Image

Impor Gula Bukan Jalan Pintas, Kapan RI Bisa Swasembada?

Feby Novalius, Jurnalis · Rabu 01 Februari 2017, 13:40 WIB
https img k okeinfo net content 2017 02 01 320 1606532 impor gula bukan jalan pintas kapan ri bisa swasembada cbsfAmys2Y jpg Ilustrasi: (Foto: Okezone)

JAKARTA - Asosiasi Petani Tebu Rakyat Indonesia (APTRI) menolak keputusan pemerintah menambah kuota impor gula mentah. Jika tujuannya menstabilkan harga gula, keputusannya bukanlah dengan impor.

Ketua Umum APTRI Soemitro Samadikoen mengatakan, pemerintah memiliki cita-cita swasembada, tapi jika tergantung dengan impor tidak mungkin tergapai cita-citanya. Semestinya kan ada peningkatan produksi di kebun dengan revitalisasi supaya hasil gulanya berlimpah.
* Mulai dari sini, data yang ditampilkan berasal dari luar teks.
PR #170, opened 2025-05-13
Goodbye Tauri 👋

erskingardner:
This PR will completely remove Tauri and leave behind only a rust crate containing core White Noise functionality that is independent of the user interface used. 

The immediate goal of this is to allow us to move to Flutter but do so in a way that leaves the app open to function completely independently of the front-end presentation layer chosen. Want to run White Noise from a CLI or a REST API? Totally possible.

This will be a long running branch/draft PR with several people working on it. If you're going to contribute on this branch please make sure to: 

1. Check out the branch. 
2. Make commits as you're working. 
3. Make sure to rebase (not merge) any changes that are pushed to the branch as you're working.
4. **IMPORTANT:** Once you have something finished and the app is in a working state, **squash your commits into a single commit** and push that to the branch. 

This ensures that we have a simple, linear changelog of working commits.


src-tauri/Cargo.toml
```diff
@@ -18,11 +18,13 @@ crate-type = ["staticlib", "cdylib", "rlib"]
 tauri-build = { version = "2", features = [] }
 
 [dependencies]
+anyhow = { version = "1.0.98", features = ["backtrace"] }
```
erskingardner: @jmcorgan curious about this one. we were using `thiserror` everywhere (and my errors were very badly organized), but wondering if anyhow has extra functionality that you like?

jmcorgan: The short answer is `thiserror` is for libraries, `anyhow` is for applications. It's used in the `test-backend` binary I introduced, and it's main feature is that it can convert any kind of error that implements the `std::error::Error` trait into something that can be dealt with at the top-level. No plans to use it in the actual module itself. If it turns out to be an extra crate that we could do without we can remove it.

jmcorgan:
The current code base follows a pattern where the front end application makes a call to the back end via the function attribute `#[tauri::command]`, with a tauri state object for the `Whitenoise` state and a tauri `app_handle` for fishing out parameters or emitting events back to the front end. These arguments are passed through sometimes several function calls deep into the backend code. The tauri bootstrapping and existing `Whitenoise` struct manage getting all this into place at startup so the front end can issue commands and receive events emitted by Rust code.

The first step is to create/modify the `Whitenoise` struct to be tauri independent, and accept a new struct `WhitenoiseConfig` that contains any configuration or startup state needed to be passed in externally. Then the startup steps of initializing directories, the database, nostr and mls underlying objects can occur. This part is done.

The goal is to turn all the existing commands and related code into impl functions of the `Whitenoise` struct. To accomplish this, we strip out all the tauri related function arguments and code from the command and function hierarchy, while leaving in the the parts of the code that were calling functions on or dereferencing the `wn` parameter. This part is done.

At this point several things need to happen:

* Move commands into impl functions for `Whitenoise`
* Replace `wn` usage with `self` where possible and added data members to `Whitenoise` if needed
* In some cases it might be possible to pass down the specific data needed through the function hierarchy instead of using `self`.

The result of all this will be a top-level `Whitenoise` struct that holds all application state and has functions that can be called to manipulate that state. How that changed state or events originating from relays gets passed back to the front end is still being considered.

To test all this, I added a placeholder `test-backend.rs` command line program that instantiates the `Whitenoise` struct and will be able to call functions on it, and can evolve as needed to drive the API independent of the front end.

Currently the code is code is completely broken from all the tauri removal. The next batch of code in this refactor will be to get above steps completed, and at that point a consolidation and reorganization of the public functions and state exposed to the front end can occur.

PR #174, opened 2025-05-19
Feat/media images

josefinalliende:
# Context
This PR adds replaces the media urls with images.  More context in this issue: https://github.com/parres-hq/whitenoise/issues/117. It needs media download logic done by @jgmontoya  in #173 

### What has been done
Image media files are now shown in the conversation

**Commit by commit:**
- Adds a method to generate a svg from blurhash string
- Adds tauri command to fetch all media files of a group
- Adds media tyoes
- Adds method to find imeta tags
- Adds utils related to media: get mimetype, attachments, read files (needed to add permissions to read file sin data dir)
- Process nostr event tags into media attachments
- Adds media store to map already cached media files 
- Uses media utils in the message bar
- Adds components to show images
- Changes chat page to use media store and new components to show images

**Screen recording**

https://github.com/user-attachments/assets/e479a546-7616-4b5f-88d7-6de492b9c856

### What's next 
Showing audios, videos and docs. 

## Summary by CodeRabbit

- **New Features**
  - Added support for media attachments in chat messages, including display, download, and error handling.
  - Introduced new components for displaying media attachments in messages.
  - Implemented a media store for managing media files and downloads.
  - Enhanced chat UI to show media grids and handle media-related events.
  - Added localization for media download errors in multiple languages.

- **Bug Fixes**
  - Improved handling of message tokens to remove trailing whitespace and filter out media URLs.

- **Tests**
  - Added comprehensive tests for media utilities, blurhash, message processing, and chat store behavior with media attachments.

- **Chores**
  - Updated dependencies to include the blurhash library.
  - Extended filesystem permissions for media file access.

PR #175, opened 2025-05-20
fix(build): try to fix blurhash build issue

josefinalliende:
## Context
The build is failing in master due to my last PR #174 
Captura de pantalla 2025-05-20 a la(s) 1 00 59 p m

What’s strange is that the build works fine on my Mac. Here’s the error message from CI:

Captura de pantalla 2025-05-20 a la(s) 1 01 43 p m

## What has been done
Based on the error, it seems we need to explicitly treat blurhash as an external dependency. I’m not entirely sure why this is necessary, but I’ve applied the suggested fix to see if it resolves the issue.

### DIFF
--- a/vite.config.ts
+++ b/vite.config.ts
@@ -26,6 +26,12 @@ const excludes = [
 export default defineConfig(() => ({
     plugins: [sveltekit()],
 
+    build: {
+        rollupOptions: {
+            external: ["blurhash"],
+        },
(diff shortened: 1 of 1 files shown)


josefinalliende:
github actions not triggered? That's weird

josefinalliende:
It's no just because being a draft...

PR #178, opened 2025-06-03
Beginning of Account methods

erskingardner:
This updates the structure of how we're initializing the app and changes the Account struct and database Accounts some. 

First public crate method `create_identity` added. 🎉


jmcorgan:
> @jmcorgan I'm going to merge this now but would still love your thoughts.

Sent you a bunch of comments in DM. Overall the new structure is following our discussion; there are a few items I found that were likely in the old code before this reorg.

PR #181, opened 2025-06-06
Refactor nostr_manager and event_processor

erskingardner:
This PR simplifies the nostr_manager significantly (there is still some dead code to remove there) and makes it account aware. 

it also removes the event_processor module and instead moves the event queue and processing logic to the Whitenoise impl level so that we have access to everything we need (Accounts, Database, etc.) to process events correctly.


scripts/check-clippy.sh
```diff
@@ -11,5 +11,5 @@ cargo +$version --version || rustup install $version
 cargo +$version clippy --version || rustup component add clippy --toolchain $version
 
 echo "Checking clippy"
-cargo +$version clippy --all-targets --all-features --no-deps -- -D warnings
+cargo +$version clippy --all-targets --all-features --no-deps
```
erskingardner: We'll put this back later.

src/accounts.rs
```diff
@@ -121,10 +121,16 @@ impl Account {
             let nostr_mls_guard = self.nostr_mls.lock().unwrap();
```
jmcorgan: The unwrap() here will panic if the lock() fails, you can propagate this upward with something like:

```
let nostr_mls_guard = self.nostr_mls.lock()
            .map_err(|_| AccountError::NostrMlsNotInitialized)?;
```

src/accounts.rs
```diff
@@ -121,10 +121,16 @@ impl Account {
...
             if let Some(nostr_mls) = nostr_mls_guard.as_ref() {
                 let groups = nostr_mls.get_groups()?;
-                group_ids = groups.iter().map(|g| g.nostr_group_id).collect::<Vec<[u8; 32]>>();
+                group_ids = groups
```
jmcorgan: this could be made more efficient/readable:

```
if let Some(nostr_mls) = nostr_mls_guard.as_ref() {
        let groups = nostr_mls.get_groups()?;
        Ok(groups
            .iter()
            .map(|g| hex::encode(g.nostr_group_id))
            .collect())
    } else {
        Ok(Vec::new())
    }
```

src/accounts.rs
```diff
@@ -148,10 +154,7 @@ impl Whitenoise {
     ///
     /// Returns a `WhitenoiseError` if the account is not found, if deserialization fails,
     /// or if initialization of the NostrManager or NostrMls fails.
-    pub(crate) async fn find_account_by_pubkey(
-        &self,
-        pubkey: &PublicKey,
-    ) -> Result<Account> {
+    pub(crate) async fn find_account_by_pubkey(&self, pubkey: &PublicKey) -> Result<Account> {
         let mut txn = self.database.pool.begin().await?;
```
jmcorgan: I'm not familiar with sqlx crate. Does a read-only SELECT require a txn at all? Even if so, it's not being committed, though I don't know if that becomes automatic when it goes out of scope.

src/accounts.rs
```diff
@@ -189,10 +192,7 @@ impl Whitenoise {
     ///
     /// Returns a `WhitenoiseError` if any database operation, event fetching, serialization,
     /// or key storage fails.
-    pub(crate) async fn add_account_from_keys(
-        &self,
-        keys: &Keys,
-    ) -> Result<Account> {
+    pub(crate) async fn add_account_from_keys(&self, keys: &Keys) -> Result<Account> {
```
jmcorgan, line 203: It seems these are all or nothing operations that should be done within a single transaction context. If the account gets saved but the key storage fails, you'll have an account without keys.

"Produksi ditingkatkan, saluran pengairan diperbaiki, dibuatkan pabrik gula baru, rendemen tinggi. Bukan malah impor," tuturnya saat dihubungi Okezone, Rabu (1/2/2017)

Dirinya mencontohkan, rendemen di pada produksi gula di Thailand mencapai 14, biaya pokok produksi (BPP) untuk satu hektare (ha) lahan sebesar Rp50 juta, dengan hasil 12 ton sampai 14 ton. Karena rendemen (kadar kemanisan gula) mencapai 14 maka harga jual gula hanya Rp8 ribu per kilogram (kg).

"Coba kita, tahun lalu rendemen 6 kalau BPP 50 juta kita (petani) dapat berapa, ya jelas harga jual sampai Rp11 ribu. Artinya, kalau disuruh jual murah ya produksi di sawah ditingkatkan, pabrik gula diperbaiki supaya rendemen tinggi ya produksi naik harga turun," tuturnya.

"Bukan malah ambil jalan pintas impor. Kalau maunya gitu ya sudah enggak akan pernah swasembada," tandasnya.